Byłam w szoku. Wyzywano tam dzieci od „czubków”, „oszołomów” i „nienormalnych”. W tle było słychać płacz maluchów. Padały też wulgaryzmy, które trudno mi powtórzyć. Nigdy nie przypuszczałam, że dorosłe osoby mogą w ten sposób traktować dzieci.

– wspomina kobieta.

Nagranie ciosem w serce matki. Karygodne zachowanie i absurdalne kary

Na nagraniach znalazły się dowody na inne, równie przerażające sytuacje. Dzieci miały być pozbawiane jedzenia i karane, sadzając je przy pustym stoliku, nawet na półtorej godziny. W tym czasie inne maluchy mogły bawić się, jeść i brać udział w zajęciach. Syn pani Anny oraz jeden z jego kolegów mieli zostać „za karę” zamknięci sami w sali, gdy reszta grupy wyszła. Anna Piskórz natychmiast zgłosiła sprawę dyrektorowi przedszkola. Odpowiedź była chłodna: „Jeśli pani chce, proszę to zgłosić do prokuratury”. Zrobiła to. Liczyła, że sprawiedliwość zatriumfuje, a osoby odpowiedzialne za krzywdzenie dzieci zostaną ukarane.

Szokujący zwrot w sprawie

Stało się jednak coś zupełnie innego. Prokurator wszczął śledztwo, ale zarzuty postawił... matce. Zdaniem śledczych, nagrania wykonano nielegalnie, co stało się podstawą do oskarżenia pani Anny. Tymczasem postępowanie wobec przedszkolanek zawieszono – prokuratura tłumaczy, że od półtora roku czeka na opinię biegłego w sprawie autentyczności nagrań.

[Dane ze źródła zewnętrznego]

PR #9882, opened 2024-09-16
chore: add custom prompt pattern samples

plamenivanov91:
Adding samples for web component, showcasing a Custom Prompt pattern usage.


dobrinyonkov:
From code perspective it looks great. I wonder if its okay to add some desccriptions to the samples, we could use the figma specification as reference: 

_The Custom Prompt pattern serves as a method for users to enter queries or prompts within an AI interface. It dynamically expands as needed and may present extra functionalities in a toolbar. While typically found within the AI Container, it's also applicable for integration into Tool Header toolbars, dialogs, and popovers – defined by pattern definiton._

We can also shortly describe how the pattern evolves gradually with every level.

dobrinyonkov (approved):

PR #9898, opened 2024-09-18
feat(ui5-dynamic-page-title): implement snapped title on mobile

kgogov:
**Overview**

We have enhanced the `ui5-dynamic-page-title` component to improve the user experience on mobile devices when the `DynamicPageTitle` is in its collapsed (snapped) state. You can now display a simplified, single-line title specifically designed for mobile screens. This feature optimizes the use of limited screen space on mobile devices by showing a concise title that remains always visible.

**New Slot**
- `snappedTitleOnMobile`
	- This slot allows you to provide custom content (typically a `ui5-title` component) that will be displayed as the title on mobile devices when the header is in its snapped state. The content set in this slot **overrides** other title content during the snapped state on mobile devices.

**Usage**

To utilize this feature, place a `ui5-title` into the `snappedTitleOnMobile` slot of the `ui5-dynamic-page-title` component. This content will be displayed on mobile devices when the header is snapped.

**Example**

```html
<ui5-dynamic-page>
  <ui5-dynamic-page-title slot="titleArea">
    <!-- Main title displayed when the header is expanded or on non-mobile devices -->
    <ui5-title slot="heading">Full Title</ui5-title>

    <!-- Simplified title displayed on mobile devices when the header is snapped -->
    <ui5-title slot="snappedTitleOnMobile">Mobile Snapped Title</ui5-title>

    <!-- Additional title content -->
    <p slot="subheading">Subheading Text</p>
    <ui5-tag slot="content">Tag Content</ui5-tag>
  </ui5-dynamic-page-title>

  <!-- DynamicPageHeader and content slots -->
  <ui5-dynamic-page-header slot="headerArea">
    <!-- Header content -->
  </ui5-dynamic-page-header>

  <!-- Page content -->
  <div>
    <!-- Your page content here -->
  </div>
</ui5-dynamic-page>
```

### DIFF
--- a/packages/fiori/src/DynamicPage.ts
+++ b/packages/fiori/src/DynamicPage.ts
@@ -13,6 +13,7 @@ import announce from "@ui5/webcomponents-base/dist/util/InvisibleMessage.js";
 import InvisibleMessageMode from "@ui5/webcomponents-base/dist/types/InvisibleMessageMode.js";
 import { getI18nBundle } from "@ui5/webcomponents-base/dist/i18nBundle.js";
 import type I18nBundle from "@ui5/webcomponents-base/dist/i18nBundle.js";
+import { isPhone } from "@ui5/webcomponents-base/dist/Device.js";
 
 import debounce from "@ui5/webcomponents-base/dist/util/debounce.js";
 
@@ -278,6 +279,12 @@ class DynamicPage extends UI5Element {
 		return this._headerSnapped;
 	}
 
+	get hasSnappedTitleOnMobile() {
+		return isPhone()
+			&& this.headerSnapped
+			&& (this.dynamicPageTitle?.snappedTitleOnMobile ?? false);
+	}
+
 	/**
 	 * Defines if the header is snapped.
 	 *
@@ -327,6 +334,11 @@ class DynamicPage extends UI5Element {
 		this.fireEvent("title-toggle");
 		await renderFinished();
 		this.headerActions?.focusExpandButton();
+
+		if (this.hasSnappedTitleOnMobile) {
+			this.dynamicPageTitle?.focus();
+		}
+
 		announce(this._headerLabel, InvisibleMessageMode.Polite);
 	}
 
--- a/packages/fiori/src/DynamicPage.ts
+++ b/packages/fiori/src/DynamicPage.ts
@@ -224,6 +224,7 @@ class DynamicPage extends UI5Element {
 		if (this.dynamicPageTitle) {
 			this.dynamicPageTitle.snapped = this._headerSnapped;
 			this.dynamicPageTitle.interactive = this.hasHeading;
+			this.dynamicPageTitle.hasSnappedTitleOnMobile = !!this.hasSnappedTitleOnMobile;
 		}
 	}
 
--- a/packages/fiori/src/DynamicPage.ts
+++ b/packages/fiori/src/DynamicPage.ts
@@ -280,9 +280,7 @@ class DynamicPage extends UI5Element {
 	}
 
 	get hasSnappedTitleOnMobile() {
-		return isPhone()
-			&& this.headerSnapped
-			&& (this.dynamicPageTitle?.snappedTitleOnMobile ?? false);
+		return isPhone() && this.headerSnapped && this.dynamicPageTitle?.snappedTitleOnMobile.length;
 	}
 
 	/**
--- a/packages/fiori/src/DynamicPageTitle.ts
+++ b/packages/fiori/src/DynamicPageTitle.ts
@@ -12,7 +12,9 @@ import { isEnter, isSpace } from "@ui5/webcomponents-base/dist/Keys.js";
 import type Toolbar from "@ui5/webcomponents/dist/Toolbar.js";
 import type { ToolbarMinWidthChangeEventDetail } from "@ui5/webcomponents/dist/Toolbar.js";
 import ToolbarItemOverflowBehavior from "@ui5/webcomponents/dist/types/ToolbarItemOverflowBehavior.js";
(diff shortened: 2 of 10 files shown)


plamenivanov91 (changes requested):

packages/fiori/src/DynamicPageTitle.ts
```diff
@@ -81,6 +84,33 @@ class DynamicPageTitle extends UI5Element {
...
+	 *
+	 * **Note:** The content set in `snappedTitleOnMobileText` overrides all other content set in the `DynamicPageTitle` slots
+	 * and is only visible on phone screen sizes when the header is in snapped state.
+	 *
+	 * @public
+	 */
+	@property({ type: Boolean })
+	snappedTitleOnMobile = false;
+
+	/**
```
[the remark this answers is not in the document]
kgogov: Thank you for your comment. You are right about that. The changes have already been implemented.

packages/fiori/src/DynamicPageTitle.ts
```diff
@@ -132,6 +135,22 @@ class DynamicPageTitle extends UI5Element {
...
+	 * It should be used to provide a simplified, single-line title that takes up less space on smaller screens.
+	 *
+	 * **Note:**
+	 * - The content set in this slot **overrides** all other content set in the `DynamicPageTitle` slots when displayed.
+	 * - The slot is intended for a single `ui5-title` component.
+	 *
+	 * @public
+	 * @since 2.3.0
+	 */
+	@slot({ type: Title })
```
plamenivanov91, line 151: You can read about developing slots here and their possible types here:
https://github.com/SAP/ui5-webcomponents/blob/main/docs/4-development/04-slots.md

packages/fiori/src/DynamicPageTitle.ts
```diff
@@ -212,6 +231,12 @@ class DynamicPageTitle extends UI5Element {
 
 	onBeforeRendering() {
 		this.prepareLayoutActions();
+
+		if (this.hasSnappedTitleOnMobile) {
```
plamenivanov91, line 235: I noticed we don't use such approach throughout the project.

I think we should use a private property like this

	/**
	 * ---------------------------------.
	 * @private
	 */
	_hasSnappedTitleOnMobile = false;

And if you think the decision for the prop should be on before rendering, then the line should look like this:

		this._hasSnappedTitleOnMobile = isPhone() && this.snapped && this.snappedTitleOnMobile.length > 0;

At the end you change it to the CSS to:
host([snapped][_hasSnappedTitleOnMobile])

By the way you check for snapped in the _hasSnappedTitleOnMobile, therefore the CSS can also be:
host([_hasSnappedTitleOnMobile])

packages/fiori/src/DynamicPageTitle.ts
```diff
@@ -244,6 +269,10 @@ class DynamicPageTitle extends UI5Element {
 		return this.interactive ? "0" : undefined;
 	}
 
+	get hasSnappedTitleOnMobile() {
+		return isPhone() && this.snapped && this.snappedTitleOnMobile.length;
+	}
```
plamenivanov91, line 274: if you agree with my comment above, this getter should be removed

packages/fiori/src/DynamicPageTitle.ts
```diff
@@ -132,6 +135,22 @@ class DynamicPageTitle extends UI5Element {
...
+	 *
+	 * **Note:**
+	 * - The content set in this slot **overrides** all other content set in the `DynamicPageTitle` slots when displayed.
+	 * - The slot is intended for a single `ui5-title` component.
+	 *
+	 * @public
+	 * @since 2.3.0
+	 */
+	@slot({ type: Title })
+	snappedTitleOnMobile!: Array<Title>;
```
plamenivanov91, line 152: I am okay leaving it Array<Title>, but in some places we intentionally give freedom to be HTMLElement BUT we recommend given component (title in this case).

But as I said, we can leave it as it is.

packages/fiori/src/DynamicPage.ts
```diff
@@ -278,6 +279,10 @@ class DynamicPage extends UI5Element {
 		return this._headerSnapped;
 	}
 
+	get hasSnappedTitleOnMobile() {
```
plamenivanov91, line 282: Is it necessary to repeat this check?

Can't we just check this.dynamicPageTitle?._hasSnappedTitleOnMobile ?

plamenivanov91 (changes requested):

packages/fiori/src/DynamicPageTitle.ts
kgogov: Thanks for the comment! I decided to approach it this way because I believe it’s a good idea to limit the set of controls that can be placed in that slot. I was guided by the [example](https://openui5nightly.hana.ondemand.com/api/sap.f.DynamicPageTitle#aggregations) we have in OpenUI5, where the `snappedTitleOnMobile` aggregation accepts a single control of type `sap.m.Title`.

packages/fiori/src/DynamicPage.ts
kgogov: I’ve made changes so that we no longer need to repeat this check. Now, we send information from the parent to the child component due to the rendering order. This ensures we receive the correct state value.

packages/fiori/src/DynamicPageTitle.ts
kgogov: Resolved. :)

packages/fiori/src/DynamicPageTitle.ts
kgogov: Resolved. :)

plamenivanov91 (approved):

Issue #9886, opened 2024-09-17
[Popover | UDEx | 1.24.9]: Popover Arrow is misplaced when Box next to top/bottom


calmon:
### Bug Description

Popover Component Arrow is missplaced as soon as the box doesn't have enough space. 

### Affected Component

Popover

### Expected Behaviour

Expect: The Arrow is alligned to the mid of the button
Instead it's either bottom or top (depending the popup box is close to top/bottom), see screenshot

### Steps to Reproduce

1. Check out: https://sap.github.io/ui5-webcomponents/v1/components/Popover/
2. Give the button (id="btn") some margin-top: 50px
3. click the button

Expect: The Arrow is alligned to the mid of the button
Instead it's either bottom or top (depending the popup box is close to top/bottom), see screenshot

### Log Output, Stack Trace or Screenshots

![image](https://github.com/user-attachments/assets/a812c3ab-ab23-47a2-ba81-c33e0539ef57)

### Priority

None

### UI5 Web Components Version

1.24.9 but it's also in 2.2.0

### Browser

Chrome

### Operating System

MacOS

### Declaration

- [X] I’m not disclosing any internal or sensitive information.

IlianaB:
Hello @ui5-webcomponents-topic-rd, please have a look at this issue. It seems the Popover arrow is misplaced, when you add to its opener margin-top or margin-bottom, which move it to close to the top/bottom of the container (as reported). For me, the arrow seems misplaced (not at the center) even without additional margins.

Regards,
Iliana

PlutaKatarzyna:
@IlianaB @kskondov @petyabegovska this was done a while ago, but it was not downported into 1.24. Can it be downported or is this fix going to be available on 2.x version only?

petyabegovska:
Hi @PlutaKatarzyna,

@kskondov will do the downport in the next days.

Best regards,
Petya

PR #9938, opened 2024-09-25
fix(ui5-popover): popover arrow is aligned to the middle of the opener

kskondov:
Arrow is no longer misplaced when there is no space on top/bottom

Fixes: #9886


packages/main/test/pages/Popover.html
```diff
@@ -531,6 +531,7 @@ <h2>Open and scroll</h2>
 	<br><br>
 	<br>
 
+
```
s-todorova, line 534: No empty line was here before, I suppose it is leftover from testing. Remove this and below, otherwise +2

packages/main/test/pages/Popover.html
```diff
@@ -844,6 +845,7 @@ <h2>Open and scroll</h2>
 			document.getElementById("vertical").open = true;
 		});
 
+
```
s-todorova, line 848: Minor: Empty line, same as above.

s-todorova (approved):

PR #9939, opened 2024-09-25
feat(ui5-carousel): on touch devices navigation arrows are always visible

LidiyaGeorgieva:
- The  main difference with desktop is that when the arrows are in the content (middle)
 they are not shown only on hover of the carousel, but always.
This relates to WCAG 2.2 - ACC-270.19 Alternative for Dragging
- The property "hideNavigationArrows" doesn't work on touch devices
- There is one exception - when there is only one page in the carousel no arrows are needed
- In addition the new design for hidden page indicator is implemented
(the arrows are near and no place for the page indicator is kept)

JIRA: BGSOFUIRODOPI-3314


BorisDafov:

s-todorova (approved):

PR #9944, opened 2024-09-26
feat: enhance `@event` decorator

ilhan007:
### Background

The initial goal used to be to better describe our events - which bubble and which can be prevented as part of the API reference docs. While this is the benefit for the end-users, there is another enhancement for component developers, explained below.

### Change

The `@event` decorator is enhanced to provide two new fields describing components' events - `cancelable` and `bubbles`, previously configurable via the `UI5Element.fireEvent` only, allowing more declarative way to configure these event settings:

- `cancelable` - if set to `true` the event can be prevented with preventDefualt() (by default is `false`)
- `bubbles` - if set to `false` the event will NOT bubble up the DOM tree (by default is `true`)

### Usage

- Both cancelable and bubbles are false as not configured (false by default):
```ts
@event("my-event")
```

- Both cancelable and bubbles are true as configured:

```ts
@event("my-event", {
	cancelable: true,
	bubbles: true,
})
```

### The `fireDecoratorEvent` Method

The fireDecoratorEvent method considers the the event decorator.

- Fires the event with cancelable: false, bubbles: false as they are not configured in the @event

```ts
@event("my-event")
```

```ts
this.fireDecoratorEvent("my-event")
```

- Fires the event with cancelable: true, bubbles: false, configured in the @event

```ts
@event("my-event", {
	cancelable: true,
	bubbles: true,
})
```

```ts
this.fireDecoratorEvent("my-event")
```

Unlike `fireEvent`, the `fireDecoratorEvent` method has only two parameters - the event name and the event detail as the rest of the settings are configurable via the event decorator.

### The `fireEvent` Method

The `fireEvent` Method does not consider the event decorator and works as before.

- Fires an event with cancelable: false, bubbles: true as default

```ts
this.fireEvent("my-event", { escPressed });
```

- Fires an event cancelable: true, bubbles: false, passed as params

```ts
this.fireEvent("my-event", { escPressed }, true, false);
```

### API Reference

As mentioned we start showing this information in our website as follows. This comes out of the box, nothing for component developers to take care.

Screenshot 2024-09-30 at 15 52 33

Fixes: https://github.com/SAP/ui5-webcomponents/issues/9909


vladitasev (dismissed):

dobrinyonkov (approved):

vladitasev (approved):

vladitasev:
Looks great, too bad we didn't do it like this from the start a few years ago

packages/compat/src/Table.ts
```diff
@@ -189,6 +189,7 @@ enum TableFocusTargetElement {
 		*/
 		row: { type: HTMLElement },
 	},
+	bubbles: true,
```
aborjinik, line 192: I do not get why the row-click event that is fired from the table supposed to bubble?

pskelin: because the old `fireEvent` method was creating events with `bubbles: true` unless a parameter was specified, and this is the compatible replacement.
```ts
	fireEvent<T>(name: string, data?: T, cancelable = false, bubbles = true): boolean {
```

other than that, the `row-click` event is actually coming from the `TableRow.ts` via bubbling, maybe it was documented here, as event delegation makes more sense. It could be changed as you described, but this change was targeted at better describing the existing behavoiur, not so much about refactoring.

PR #12515, opened 2025-10-21
chore(ui5-carousel): restore incorrectly removed getter

GerganaKremenska:
* visibleItemsIndices is restored
* _currentSlideIndex is no longer public

### DIFF
--- a/packages/main/cypress/specs/Carousel.cy.tsx
+++ b/packages/main/cypress/specs/Carousel.cy.tsx
@@ -391,7 +391,7 @@ describe("Carousel general interaction", () => {
 
 	it.only("navigateTo method and visibleItemsIndices", () => {
 		cy.mount(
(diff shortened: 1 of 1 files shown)


packages/main/cypress/specs/Carousel.cy.tsx
```diff
@@ -389,6 +389,32 @@ describe("Carousel general interaction", () => {
 
 	});
 
+	it.only("navigateTo method and visibleItemsIndices", () => {
+		cy.mount(
+			<Carousel id="carousel9" itemsPerPage="S1 M2 L2 XL2" arrowsPlacement="Navigation">
```
alexandar-mitsev: Make it S2, otherwise test will fail on S

alexandar-mitsev (changes requested):

PR #12518, opened 2025-10-21
chore: guided prompt pattern aligned to specification

plamenivanov91:
This commit consolidates the AI Guided Prompt pattern by removing two implementation variants (DynamicSideContent and Popover) and keeping only the Dialog variant. The remaining Dialog implementation has been updated to align with the specification.


ilhan007:
If the PR gets +1 and the preview deployment fails , I will merge the PR.

I had no idea why this action is failing, the log shows an issue with the token, but it’s not changed, neither expired, also not failing for the other PRs.

From GitHub Copilot:
When a pull request is created from a fork, GitHub does not pass repository secrets (like GITHUB_TOKEN) to the workflow runs triggered by that PR for security reasons. This is why your job is failing with "Input required and not supplied: github-token" even though the secret exists and is referenced correctly.
In short: Workflows triggered by pull requests from forks cannot access repository secrets.

kineticjs (commented):
Looks good! I only noticed that when the user presses the `Close` button in the footer of the dialog, nothing happens because we no longer listen to clicks on that button.
In this within the newly agreed behaviour of the sample?

PR #12554, opened 2025-10-27
feat(ui5-menu): add placement api

tsanislavgatev:
With this PR we introduce a new `placement` property to the `ui5-menu`.

This property allows developers to specify the menu's position relative to its trigger element, providing more control over the menu's placement in the UI.

The possible values for this property are `Start`, `End`, `Top` and `Bottom`, where `Bottom` is the default.

### Example

To make the `ui5-menu` to open from the top add the following:

```html
<ui5-menu placement="Top">
    ....
</ui5-menu>
```

image


packages/main/src/Menu.ts
```diff
@@ -200,6 +201,14 @@ class Menu extends UI5Element {
 	@property({ type: Boolean })
 	open = false;
 
+	/**
+	 * Determines on which side the component is placed at.
+	 * @default "Bottom"
+	 * @public
```
nnaydenow, line 207: since

PR #12556, opened 2025-10-27
feat(ui5-color-picker): update accessibility

didip1000:
- Added labels to color picker to match the updated acc specs

### DIFF
--- a/packages/main/src/i18n/messagebundle.properties
+++ b/packages/main/src/i18n/messagebundle.properties
@@ -146,10 +146,10 @@ COLORPICKER_LABEL= Color Picker
 COLORPICKER_SLIDER_GROUP=Color Sliders
 
 #XACT: ARIA information for the ColorPicker Alpha slider
-COLORPICKER_ALPHA_SLIDER=Alpha control
+COLORPICKER_ALPHA_SLIDER=Alpha slider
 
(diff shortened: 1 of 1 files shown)


packages/main/src/i18n/messagebundle.properties
```diff
@@ -139,11 +139,17 @@ COLOR_PALETTE_MORE_COLORS_TEXT=More Colors...
...
 
+#XACT: ARIA information for the ColorPicker slider group
+COLORPICKER_LABEL= Color Picker
+
+#XACT: ARIA information for the ColorPicker slider group
+COLORPICKER_SLIDER_GROUP=Color Sliders
+
 #XACT: ARIA information for the ColorPicker Alpha slider
-COLORPICKER_ALPHA_SLIDER=Alpha control
+COLORPICKER_ALPHA_SLIDER=Alpha slider
```
unazko, line 149: Think these two are the only labels that our handlers should have according to the specification.
We should remove the "Alpha control Alpha handle" and "Hue control Hue handle" and replace them with "Alpha slider" and "Hue slider".

didip1000: The Slider handle is added by the slider itself and is according to their specifications. As discussed previously, we can update the specs to include the announcement

tsanislavgatev (approved):

Issue #12550, opened 2025-10-27
[ColorPaletteItem]: uses inline styles


nnaydenow:
### Bug Description

The `ColorPaletteItem` component currently uses **inline styles** to set colors. This approach introduces a **Content Security Policy (CSP)** violation when the application is served with a strict CSP (e.g., `style-src 'self'`), since inline styles are blocked unless `'unsafe-inline'` is allowed — which weakens security.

Śledczy szybko zajęli się mną, ale wobec tych kobiet nie zrobiono nic. Cierpiałam z bezsilności i poczucia niesprawiedliwości. To ja zostałam ukarana za to, że broniłam dzieci.

– mówi pani Anna, która została zawieszona w pracy jako nauczycielka.

Co ciekawe, śledczym żeby oskarżyć panią Annę, nie była potrzebna żadna opinia biegłego, a jedynie relacja z nagrania.Co z przedszkolankami? Wciąż pracują w tej samej placówce, choć już nie opiekują się synem pani Anny. Chłopiec trafił do innej grupy. Kobieta walczy o swoją niewinność, ale codziennie zadaje sobie to samo pytanie: „Czy naprawdę powinnam być sądzona za to, że chciałam chronić mojego syna?”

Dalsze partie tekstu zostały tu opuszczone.